→ What you will do
Write out every line of the data below exactly as given.

→ The input

*** Block opens ***

PR #67, opened 2023-09-18
 Update standard and function names plus major code clean-up

### LINKED ISSUE #60: Required atmospheric physics updates
After going through the CAM names with scientists, the following standard names need to be updated:

1. `reference_pressure_at_surface`             -> `reference_pressure`
2. `rain_water_mixing_ratio_wrt_moist_air` -> `rain_mixing_ratio_wrt_moist_air`
3. `rain_water_mixing_ratio_wrt_dry_air`    ->  `rain_mixing_ratio_wrt_dry_air`
4. `ln_of_air_pressure_at_interface`             -> `ln_air_pressure_at_interface` 
5. `pressure_thickness`                                -> `air_pressure_thickness`
6. `pressure_thickness_of_dry_air`               -> `air_pressure_thickness_of_dry_air`
7. `geopotential_at_surface`                       -> `surface_geopotential`
8. `reciprocal_of_pressure_thickness`          -> `reciprocal_of_air_pressure_thickness`
9. `x_wind`                                                   -> `eastward_wind`
10. `y_wind`                                                 -> `northward_wind`
11. `geopotential_height`                            -> `geopotential_height_wrt_surface`
12. `tendency_of_x_wind`                             -> `tendency_of_eastward_wind`
13. `tendency_of_x_wind_due_to_model_physics` -> `tendency_of_eastward_wind_due_to_model_physics`
14. `tendency_of_y_wind`                             -> `tendency_of_northward_wind`
15. `tendency_of_y_wind_due_to_model_physics` -> `tendency_of_northward_wind_due_to_model_physics`

Also a `ChangeLog` file needs to be added that records the modifications made for each new tag, starting with the one created to fix this issue.

### LINKED ISSUE #61: "calc_exner_run" routine should be given reference pressure argument
The `calc_exner_run` subroutine in `state_converters.F90` currently uses a hard-coded value for the Exner reference pressure.  However, this can cause mis-matches with the host model if a different reference pressure is being used elsewhere.  Thus to avoid this the reference pressure should be an argument that is passed in to `cacl_exner_run`, which ideally will come from the host model itself, or at least be consistent with the rest of the schemes in the physics suite.

### LINKED ISSUE #62: Need to update geopotential_t to use "generalized" virtual temperature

*** Block closes ***

→ Written response
PR #67, opened 2023-09-18
 Update standard and function names plus major code clean-up

### LINKED ISSUE #60: Required atmospheric physics updates
After going through the CAM names with scientists, the following standard names need to be updated:

1. `reference_pressure_at_surface`             -> `reference_pressure`
2. `rain_water_mixing_ratio_wrt_moist_air` -> `rain_mixing_ratio_wrt_moist_air`
3. `rain_water_mixing_ratio_wrt_dry_air`    ->  `rain_mixing_ratio_wrt_dry_air`
4. `ln_of_air_pressure_at_interface`             -> `ln_air_pressure_at_interface` 
5. `pressure_thickness`                                -> `air_pressure_thickness`
6. `pressure_thickness_of_dry_air`               -> `air_pressure_thickness_of_dry_air`
7. `geopotential_at_surface`                       -> `surface_geopotential`
8. `reciprocal_of_pressure_thickness`          -> `reciprocal_of_air_pressure_thickness`
9. `x_wind`                                                   -> `eastward_wind`
10. `y_wind`                                                 -> `northward_wind`
11. `geopotential_height`                            -> `geopotential_height_wrt_surface`
12. `tendency_of_x_wind`                             -> `tendency_of_eastward_wind`
13. `tendency_of_x_wind_due_to_model_physics` -> `tendency_of_eastward_wind_due_to_model_physics`
14. `tendency_of_y_wind`                             -> `tendency_of_northward_wind`
15. `tendency_of_y_wind_due_to_model_physics` -> `tendency_of_northward_wind_due_to_model_physics`

Also a `ChangeLog` file needs to be added that records the modifications made for each new tag, starting with the one created to fix this issue.

### LINKED ISSUE #61: "calc_exner_run" routine should be given reference pressure argument
The `calc_exner_run` subroutine in `state_converters.F90` currently uses a hard-coded value for the Exner reference pressure.  However, this can cause mis-matches with the host model if a different reference pressure is being used elsewhere.  Thus to avoid this the reference pressure should be an argument that is passed in to `cacl_exner_run`, which ideally will come from the host model itself, or at least be consistent with the rest of the schemes in the physics suite.

### LINKED ISSUE #62: Need to update geopotential_t to use "generalized" virtual temperature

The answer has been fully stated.